Muhammad U. Faruque is the Inayat Malik Associate Professor and a Taft Center Fellow (AY 2023-24) at the University of Cincinnati. He also holds a Visiting Scholar position at Harvard University. He earned his PhD (with distinction) from the University of California, Berkeley, and served as Exchange Scholar at Harvard University and as George Ames Postdoctoral Fellow at Fordham University. He was also educated at the University of London and Tehran University. In addition to his formal college education, he has traveled throughout the world to learn and explore, and studied with many scholars from South Asia, Iran, Turkey, Egypt, North Africa, and Malaysia.

Dr. Faruque was studying economics while the catastrophic financial crisis of 2008 shook the world. Focusing on stock markets at that time, he began to think seriously about the big questions of life, especially whether or not we can understand and predict what happens in the external world (in the economic sphere) without taking into account some conception of human subjectivity and the metaphysical presuppositions of what is real, what is possible, and what is good. He eventually became disenchanted with the quantitative models used in economics and began to question the mechanistic premises of modern science. After writing his dissertation on “Arbitrage Pricing Theory” using PCA (Principal Component Analysis) and completing his degree, he decided to pursue philosophy from a non-Western perspective. This landed him in Iran and its vast world of Islamic philosophy. For the next three years, he immersed himself in the philosophies of Avicenna, Suhrawardi, Ibn ‘Arabi, and Mulla Sadra, while also studying Greek philosophy and modern logic. After studying with leading Iranian philosophers at the Iranian Institute of Philosophy and Tehran University for three years and earning an MA with distinction, he moved to the US to pursue a PhD at UC Berkeley, where he studied philosophy, religion and spirituality, and the history and philosophy of science.
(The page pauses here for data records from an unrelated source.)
PR #5130, opened 2026-05-16
fix(linux/vulkan): preserve host aspect ratio in encoder output

hebo6:
## Description

Fixes a behavior inconsistency between the VAAPI and Vulkan encoders on Linux: when the encoder target resolution differs in aspect from the captured source, the VAAPI path letterboxes the source into the encoded frame while the Vulkan path stretches it to fill.

## Type of Change

## Checklist

### AI Usage

### DIFF
--- a/src_assets/linux/assets/shaders/vulkan/rgb2yuv.comp
+++ b/src_assets/linux/assets/shaders/vulkan/rgb2yuv.comp
@@ -40,9 +40,8 @@ void main() {
   ivec2 d = pos - pc.dst_offset;
   if (d.x < 0 || d.y < 0 || d.x >= pc.dst_size.x || d.y >= pc.dst_size.y) {
     // Outside the aspect-fit viewport: write encoded black.
-    // range_y/range_uv are (1,0) placeholders in Sunshine; the encoded
-    // offset is baked into color_vec_*.w (y_add / uv_add). For RGB=(0,0,0)
-    // the shader output reduces to color_vec_*.w, so write that directly.
+    // Use the same conversion formula as RGB=(0,0,0), where the dot product
+    // is zero and the encoded value is color_vec_*.w adjusted by range_*.
     float y_black = pc.color_vec_y.w * pc.range_y.x + pc.range_y.y;
     float u_black = pc.color_vec_u.w * pc.range_uv.x + pc.range_uv.y;
     float v_black = pc.color_vec_v.w * pc.range_uv.x + pc.range_uv.y;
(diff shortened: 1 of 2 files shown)


ReenigneArcher:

His book Sculpting the Self (University of Michigan Press, 2021) won the prestigious 31st World Book Award from Iran. The book addresses “what it means to be human” in a secular, post-Enlightenment world by exploring notions of selfhood and subjectivity in Islamic and non-Islamic philosophical literatures, including modern philosophy and neuroscience. He is the author of three books and over fifty academic articles, which have appeared (or are forthcoming) in numerous prestigious, peer-reviewed journals and edited volumes such as Philosophy East and West, Philosophical Forum, Journal of Contemplative Studies, Arabic Sciences and Philosophy (Cambridge), Sophia, Journal of Sufi Studies (Brill), Religious Studies (Cambridge), and Ancient Philosophy. He has delivered lectures in many North American, European, Asian, and Middle Eastern universities. He gives public lectures on a wide range of topics such as climate change, spirituality, meditation, AI, Islamic psychology, and Islam and the West. He is also a recipient of numerous awards and fellowships, including the prestigious Templeton Foundation Global Philosophy of Religion grant and the Title IV Grant, U.S. Dept. of Education.

While his past research has explored modern and premodern conceptions of selfhood and identity and their bearing on ethics, religion, and culture, his current book project entitled The Interconnected Universe: Sufism, Climate Change, and Ecological Living aims to develop a new theory of the human and the more-than-human world based on a cross-cultural, multidisciplinary approach that draws on the environmental humanities, on one hand, and Sufism and Islamic Contemplative Studies, on the other. Alongside developing a theory of what he calls the “interconnected universe,” this study also argues that Sufi contemplative practices support and foster an active engagement toward the planet’s well-being and an ecologically viable way of life and vision through an “anthropocosmic” vision of the self. He is also at work on a book on AI and the existential threats of information technology. He also just published an edited volume entitled From the Divine to the Human: New Perspectives on Evil, Suffering, and the Global Pandemic (co-edited with M. Rustom and published by Routledge). In addition, he has a forthcoming edited volume A Cultural History of South Asian Literature, Volume 3: The Early Modern Age (1400-1700) (co-edited with S. Nair).

In his personal life, he loves gardening (plant life fascinates him), spending time in nature, travelling (he always likes to explore new places!), trying out new cuisines, hiking, cooking, sports (esp. tennis, table tennis, and chess), and watching movies. He also has a passion for classical Indian (raag) and Persian music.

He is affiliated with the departments of Philosophy, Women’s, Gender, and Sexuality Studies, Environmental Studies, and the Religious Studies Certificate program.